Action 2012
- Logo of Action 2012
- Formation: 17 April 2011; 15 years ago
- Founder: George Simion
- Type: NGO
- Location: Moldova, Romania;
- Website: Official website

= Action 2012 =

Coalition of organizations supporting the unification of Moldova and Romania

Action 2012 (Acțiunea 2012), officially Unionist Platform Action 2012 (Platforma Unionistă Acțiunea 2012) or Civic Platform Action 2012 (Platforma Civică Acțiunea 2012), is a coalition of non-governmental organizations striving for the unification of Moldova and Romania operating in both Moldova and Romania. It was established on 17 April 2011, bringing together more than 30 unionist NGOs from Romania, Moldova, the United States and several other European countries. Action 2012 takes its name from the year 2012, which marked the 200th anniversary of the annexation of Bessarabia by the Russian Empire away from the Romanian principality of Moldavia. The coalition was founded by George Simion, then a Romanian activist who later became a politician.
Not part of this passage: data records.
PR #4682, opened 2025-03-26
Updates the offset_date tag to take the users preferred timezone into account

### LINKED ISSUE #4666: New Publication Date Buttons Set Time as GMT
Image

**Describe the bug**
The blue Publication Date buttons introduced in Janeway 1.7 (which appear when you select 'Set Publication Date' on the Pre-Publication Checklist page for an article are behaving differently than when a user selects the publication date using the calendar picker - and neither are taking into account the Preferred Timezone setting from the user's profile.

**Janeway version**
1.7.4

**To Reproduce**
In the Set Publication Date modal, 
- Select the blue 'Now' button (or the 1 day, 2 day, etc. buttons). The time and date will be set based on GMT
- Clear out all time and date information
- Select the Calendar widget and select today's date or (if your browser has it - some don't) select the Today button. Time and date are set based on the user's machine timezone settings.

**Expected behavior**
The GMT timezone may cause unexpected behavior when the Publish button is selected, and general confusion when the user sees an expected time.

Having each option consistently use the timezone of the user's machine seems better.

However it seems like the real timezone being used should prefer the user's 'Preferred Timezone' profile setting and, if there isn't one (which there isn't for the majority of users), fall back to the user's machine's timezone.

Note that the functionality calendar widget varies depending on the browser. Chrome includes the 'Today' option, which stamps the current time and date. Firefox and Safari lack this feature.

**Related Issue**
https://github.com/openlibhums/janeway/issues/2220

ajrbyers:
- This  closes #4666 however there are browser issues that we cannot fix (such as Chrome's built-in datetime-local widget providing its own Now button that uses the browsers timezone.

### DIFF
--- a/src/core/tests/test_templatetags.py
+++ b/src/core/tests/test_templatetags.py
@@ -1,4 +1,4 @@
-from datetime import timedelta
+from datetime import datetime, timedelta
 
 import pytz
 from django.utils import timezone
@@ -35,7 +35,14 @@ class TestFqdn(TestCase):
         self.assertEqual(url, f'http://{self.journal_two.press.domain}/{self.journal_two.code}/user/all/')
 
 
-@freeze_time("2025-03-26 12:00:00")
+ny_tz = pytz.timezone("America/New_York")
+frozen_dt = timezone.make_aware(
+    datetime(2025, 3, 26, 12, 0, 0),
+    timezone=ny_tz,
+)
+
+
+@freeze_time(frozen_dt)
 class TestOffsetDateTag(TestCase):
     @classmethod
     def setUpTestData(cls):
@@ -63,7 +70,7 @@ class TestOffsetDateTag(TestCase):
             days=2,
             input_type="datetime-local",
         )
-        expected = "2025-03-28T12:00"
+        expected = (timezone.now() + timedelta(days=2)).strftime("%Y-%m-%dT%H:%M")
         self.assertEqual(result, expected)
 
     def test_offset_date_with_preferred_timezone_datetime(self):
@@ -71,13 +78,15 @@ class TestOffsetDateTag(TestCase):
         Test offset_date tag with a valid preferred timezone and datetime-local input.
         """
         context = {"request": self.request_tz}
-        # 12:00 UTC is 12:00 GMT in March (not in daylight saving yet)
+        london = pytz.timezone("Europe/London")
+        expected_due = timezone.now().astimezone(london) + timedelta(days=1)
+        expected = expected_due.strftime("%Y-%m-%dT%H:%M")
+
         result = dates.offset_date(
             context,
             days=1,
             input_type="datetime-local",
         )
-        expected = "2025-03-27T12:00"
         self.assertEqual(result, expected)
 
     def test_offset_date_with_invalid_timezone_datetime(self):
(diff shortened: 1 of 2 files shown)


src/core/tests/test_templatetags.py
```diff
@@ -28,3 +33,76 @@ def test_stateless_site_url_for_journal_path(self):
...
+        )
+        expected = "2025-03-28T12:00"
+        self.assertEqual(result, expected)
+
+    def test_offset_date_with_preferred_timezone_datetime(self):
+        """
+        Test offset_date tag with a valid preferred timezone and datetime-local input.
+        """
+        context = {"request": self.request_tz}
+        # 12:00 UTC is 12:00 GMT in March (not in daylight saving yet)
```
mauromsl, line 74: Does this mean the test will start failing in the summer? :D

src/core/tests/test_templatetags.py
```diff
@@ -28,3 +33,76 @@ def test_stateless_site_url_for_journal_path(self):
...
+        result = dates.offset_date(
+            context,
+            days=1,
+            input_type="datetime-local",
+        )
+        expected = "2025-03-27T12:00"
```
mauromsl, line 80: given that we are freezing time with a timezone-unaware string, I believe we could have unintended consequences for the translation between the host timezone and the timezone selected for the test user `"Europe/London"`. Namely daylight savings - If I'm reading all this correctly the result will be one hour off the expected for 6 months every year

mauromsl (changes requested):
I think I picked up a problem on the test, otherwise looks good

ajrbyers:
> I think I picked up a problem on the test, otherwise looks good

Ah good catch XD

src/core/tests/test_templatetags.py
mauromsl: Ah, since we are freezing the date, that part becomes a non-issue, but I think we still have an issue if the host system date is not in UTC when running the test

StephDriver (approved):
Looks fine as is, but I am getting some 'interesting' behaviour when putting through non integer values for days (e.g. 0.5) that while they'd pass these tests, are not as I expect them as the human user in my own timezone.  I wonder whether for future proofing a comment in the code that this is not intended for anything other than whole day offsets might be good, so if we then were to change extend the functionality we'd know to rework it?  

It works anyway, so approving, and leaving that tweak up to you.

ajrbyers:
> Looks fine as is, but I am getting some 'interesting' behaviour when putting through non integer values for days (e.g. 0.5) that while they'd pass these tests, are not as I expect them as the human user in my own timezone. I wonder whether for future proofing a comment in the code that this is not intended for anything other than whole day offsets might be good, so if we then were to change extend the functionality we'd know to rework it?
> 
> It works anyway, so approving, and leaving that tweak up to you.

Playing around with this and can see good results for non-integer numbers:

```
In [13]: timezone.now().strftime("%Y-%m-%dT%H:%M")
Out[13]: '2025-04-14T10:03'

DEBUG 2025-04-14 11:03:28,412 selector_events P:7410 T:140199447126016 Using selector: EpollSelector
In [14]: dates.offset_date({}, days=1.5, input_type='datetime-local')
Out[14]: '2025-04-15T22:03'
```

UTC0 timezone in this example, as no request.user is set.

Action 2012 has undertaken a large number of activities and initiatives to support the unification of Moldova and Romania. On 10 February 2015, by the initiative of Action 2012, the Friends of the Union Parliamentary Group (Grupul Parlamentar Prietenii Unirii) was created. This entity sought dialogue between parliamentarians of all Romanian parties to ensure the approval of projects between Moldova and Romania and in support of Romanian diaspora. As of 2017, over 100 members of the Chamber of Deputies and the Senate of Romania, which form the Parliament of Romania, were members of the group. Furthermore, in 2016, Action 2012 coordinated the project Know Your Country (Cunoaște-ți Țara), which aimed to take 100,000 Moldovans on trips to Romania in the summer and fall of that year. A similar project, Know Your Brothers (Cunoaște-ți frații), was established by Action 2012 in 2019. This program organized trips from Romania to Moldova. In 2018, Action 2012 was involved in the organization of the Centenary March, a march that intended to cover 1300 km starting in Alba Iulia in Romania on 1 July and ending in Chișinău in Moldova on 1 September.

Action 2012 also participated on the 2015–2016 protests in Moldova, organizing pro-unification rallies. During these protests, on 14 May 2015, Simion was expelled from Moldova and banned from entering the country for 5 years for "endangering national security" through his activities; the Romanian embassy in Chișinău asked the Moldovan authorities for explanations on this decision. His ban was lifted on 18 September, although he received another one in 2016 and two others in 2018.